Limits of Coverage
What the codes say about bulletin boards and decorations in schools
NFPA Journal®, September/October 2012
Paragraph 10.2.5.3 of NFPA 101®, Life Safety Code®, limits bulletin boards, posters, and paper attached directly to the walls to not more than 20 percent of the wall area. There is an exception in the educational and day-care chapters that permits up to 50 percent of the wall area to be covered if the building is protected with automatic sprinklers. The increase up to 50 percent of the wall area for sprinklers only applies to educational and day-care occupancies.
In addition, the aggregate area referenced in the code is applied per wall. Adding all four walls together and placing paper, posters, or bulletin boards equal to 20 percent of that combined area on one wall is not permissible. The requirements are the same in Paragraph 126.96.36.199 of NFPA 1, Fire Code.

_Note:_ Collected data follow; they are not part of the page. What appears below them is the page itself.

PR #1552, opened 2026-06-16
fix(#2017): getter-only accessor write throws catchable TypeError

ttraenkler:
## #2017 — assignment to getter-only accessor must throw strict-mode TypeError

```ts
const o: any = { get x() { return 1; } };
o.x = 99;  // was: silent no-op   node: TypeError (only a getter)
```

### Root cause
The "illegal cast" trap was already gone (s62 accessor work). Residual: `o.x = 99` on a getter-only accessor **silently no-op'd** instead of throwing. Object literals `{ get x(){…} }` install a real host accessor on a `__new_plain_object` JS object; `o.x = …` lowers to `__extern_set` → `_safeSet`, whose strict `obj[key] = val` correctly threw V8's getter-only TypeError — but `_safeSet`'s catch swallowed it and diverted to the sidecar.

### Fix
In `_safeSet`'s write catch (`src/runtime.ts`), detect a getter-only accessor via the new `_isGetterOnlyAccessor(obj, key)` helper (walks the proto chain; a data property anywhere shadows it) and re-throw a spec-worded TypeError instead of falling through to the sidecar. Mirrors the existing `_isRevokedProxyError` rethrow (#2180). get/set pairs and plain dynamic writes are unaffected.

### Tests
`tests/issue-2017.test.ts` — 4 cases: throws catchable TypeError; getter value unchanged; get/set pairs still accept writes; new dynamic property still works.

The 3 pre-existing `accessor-side-effects.test.ts` failures are unchanged by this fix (confirmed failing on unmodified main).

Closes #2017.

### DIFF
--- a/plan/issues/2017-getter-only-assignment-trap-not-typeerror.md
+++ b/plan/issues/2017-getter-only-assignment-trap-not-typeerror.md
@@ -1,10 +1,12 @@
 ---
 id: 2017
 title: "assignment to a getter-only object-literal property traps 'illegal cast' instead of throwing strict-mode TypeError"
-status: ready
+status: done
+completed: 2026-06-16
+assignee: ttraenkler/dev-a
 sprint: 63
 created: 2026-06-10
-updated: 2026-06-12
+updated: 2026-06-16
 priority: low
 feasibility: medium
 reasoning_effort: medium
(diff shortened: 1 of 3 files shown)


ttraenkler:
Closing: the runtime-only fix in _safeSet was too broad. It conflated user assignment ([[Set]], must throw on getter-only) with object-literal data-property installation (DefineOwnProperty, must replace). Regressed test/language/expressions/object/prop-dup-get-data.js (`{ get foo(){}, foo: 1 }` threw during construction). A correct fix needs to distinguish [[Set]] from DefineOwnProperty at the codegen layer — routing to senior-dev with the error-model family (#581/#1536). Details in plan/issues/2017.

PR #1564, opened 2026-06-16
fix(host-interop): dispatch Promise-executor resolve/reject through __call_function (#2028)

ttraenkler:
## Summary

`new Promise(executor)` invokes the compiled executor body with **real host functions** for the `resolve`/`reject` params. The in-body call `resolve("ok")` was dispatched down the closure-struct `ref.test`/`ref.cast`/`struct.get`/`call_ref` path, which fails on a foreign callable: the cast nulls and `struct.get` traps `"dereferencing a null pointer"`, so the promise **rejected with a RuntimeError instead of fulfilling**. (Verified with a live repro now that the async CPS gate is ON post-#1796.)

## Fix

New predicate **`calleeIsPromiseExecutorParam(ctx, expr)`** (`src/codegen/expressions/calls.ts`), OR'd into the existing `hostCallFallback` gate. It fires only when the callee is a parameter of the arrow/function-expression passed **directly as arg 0 to `new Promise(...)`** and the param type is callable, routing the call through the already-wired `__call_function(fn, undefined, argsArray)` host arm (JS-host only — gated `!ctx.standalone && !ctx.wasi`). No `__make_callback` bridge surgery, no new host import.

## Scope decision (why executor-param, not "any externref callable param")

arch1's spec suggested "any externref-typed callable param." I implemented that first and it **regressed the #1941 dual-mode guarantee**: an ordinary local-closure callback (`apply(cb,v){return cb(v)}`) ALSO lowers its `cb` param to a bare `externref` local, so the broad predicate fired on it and pulled `__call_function`/`__js_array_new` into a self-contained module. The discriminator isn't the lowered type — it's **provenance**: executor params receive host fns; closure callbacks receive wasm closures (`ref.test $closure` succeeds, fast path taken). Scoping to the executor-param shape restores the #1941 guard.

## Validation

- `tests/issue-2028.test.ts` (6 cases): sync resolve → "ok"; reject → reason; resolve-twice → first wins; resolve(number); `.then` chain → 11; **#1941 dual-mode guard** (no host imports for a pure local-closure callback param).
- tsc clean; IR fallback budget unchanged.
- **Net new regressions: 0** — pre-existing-on-main failures unaffected (`promise-combinators` ×2, `optional-direct-closure-call` ×2, `accessor-side-effects` ×3, all verified identical on the main checkout).

## Out of scope

The `promise-combinators` ×2 failures (`await Promise.all(src.getPromises())`) are a **separate** defect — the host `declare`-class **method** `getPromises()` returns `__get_undefined`, unrelated to the resolve/reject dispatch. That host-method-return marshaling gap is what blocks dropping the `awaitedExprIsPromiseCombinator` exclusion in #1796; it remains a follow-up.

Closes #2028.

### DIFF
--- a/plan/issues/2028-promise-executor-resolve-reject-trap.md
+++ b/plan/issues/2028-promise-executor-resolve-reject-trap.md
@@ -1,10 +1,12 @@
 ---
 id: 2028
 title: "new Promise(executor): invoking the host-provided resolve/reject from wasm traps null deref — executor pattern fully broken in JS-host mode"
-status: ready
-sprint: 62
+status: done
+assignee: ttraenkler/sen-b
+completed: 2026-06-16
+sprint: 63
 created: 2026-06-10
-updated: 2026-06-12
+updated: 2026-06-16
 priority: high
 feasibility: hard
 reasoning_effort: high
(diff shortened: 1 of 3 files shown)


ttraenkler:
Closing as duplicate of #1563 (same #2028 fix — dispatch new Promise(executor) resolve/reject via __call_function, same calls.ts change, opened 1 min apart). #1563 is the keeper.

PR #728, opened 2026-07-07
Set default CONFIG_BROADCAST_TABLE_SIZE

MattWestb:
Zigbee PRO must have it set to 15 and if user like doing it different they can setting it in config on there own risk braking broadcast in the mesh network (if using star network its not a problem)


MattWestb:
Sorry @puddly for pinging you in the morning **!!!**
I have putting in default for broadcast table but one test is not likeing it but i think its unrelated to my change.

This is the right way if like hotting the broadcast with "extended firmware" it shall being done in config like:
```
    ezsp_config:
      CONFIG_MAX_END_DEVICE_CHILDREN: 0
      CONFIG_BROADCAST_TABLE_SIZE: 254
```
I running my IKEA controller test network with the config and its with the stock ZBT-2 firmware.
My production system is running on Billy EZSP and have Silabs standard so shall being 15 in the firmware.

puddly:
@MattWestb Given https://github.com/zigpy/ziggurat/issues/43 and https://github.com/zigpy/ziggurat/pull/55, do you still think SiLabs default of 15 is right? Nobody really uses such a conservative config even for manufacturers using SiLabs chips, no?

MattWestb:
Its up to you but its depends of the users network if all routers is "extended" is it OK.
I think the best / safe way for not getting problem is making it default 15 and have instruction in the wiki for overriding it (if the firmware is supporting it) then users is (hopefully) understand what was going wrong with there adaptive lighting in broadcast mode.
My opinion is ZHA shall being default "safe configured" out of the box and if like tuning it then the user is doing it on own risk and not the opposite (Z2M is allowing have joining open 24/7 and most users is not knowing it and what it can happening).

Feel free do what you like / feel is the right for ZHA in the end = fixing or closing.

## As normal great work / digging done !!

TheJulianJES:
While I totally understand the concern behind the varying broadcast limits, I think the community feedback so far was that the higher broadcast table size actually helped them.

The Life Safety Code also requires that furnishings and decorations not be highly flammable or explosive in character. Subsection 10.3.1 states that where the occupancy chapters require it, draperies, curtains, and similar loose-hanging furnishings and decorations are to meet NFPA 701, Standard Methods of Fire Tests for Flame Propagation of Textiles and Films. Such requirements are described in the __ .7 sections of each of the occupancy chapters. NFPA 701 describes a simple pass/fail test for the flammability of fabrics and films. The manufacturer will provide a certificate with the drapery, curtain, or fabric, documenting that it meets the requirements of NFPA 701.
The Life Safety Code also makes it clear that movable walls and partitions, paneling, wall pads, and crash pads applied structurally or for decoration, acoustical correction, surface insulation, or other purposes are to be considered interior finish and not decorations. These items have to meet the requirements of the interior finish flame-spread index and the smoke-developed index specified in each occupancy chapter.
NFPA 1 goes into more detail on combustible vegetation that is used for decoration. Subsection 10.14.3 addresses combustible vegetation and states, “Artificial vegetation and artificial Christmas trees shall be labeled or otherwise identified or certified by the manufacturer as being fire retardant.” An annex note to this subsection provides examples of acceptable fire retardance. These include a maximum heat-release rate of 100 kilowatts when tested in accordance with UL 1975, Fire Tests for Foamed Plastics Used for Decorative Purposes, and NFPA 289, Standard Method of Fire Test for Individual Fuel Packages, using a 20-kilowatt ignition source. NFPA 1 also includes provisions in Subsection 10.14.9 for natural-cut trees and provides a table as to what occupancies are permited to have live-cut trees.
The requirements in the education, day-care, and assembly occupancy chapters of NFPA 101 include several specific requirements for controlling the combustibility of decorations. For example, Paragraphs 12/188.8.131.52 state, “The AHJ [authority having jurisdiction] shall impose controls on the quantity and arrangement of combustible contents in assembly occupancies to provide an adequate level of safety to life from fire.” Controlling combustible decorations is an important part of fire safety. The fall is a time of many celebrations, as well as the beginning of the school year, and enforcing the code requirements is necessary to keep everyone safe.
Chip Carson, P.E., is president of Carson Associates, Inc., a fire engineering and code consultancy.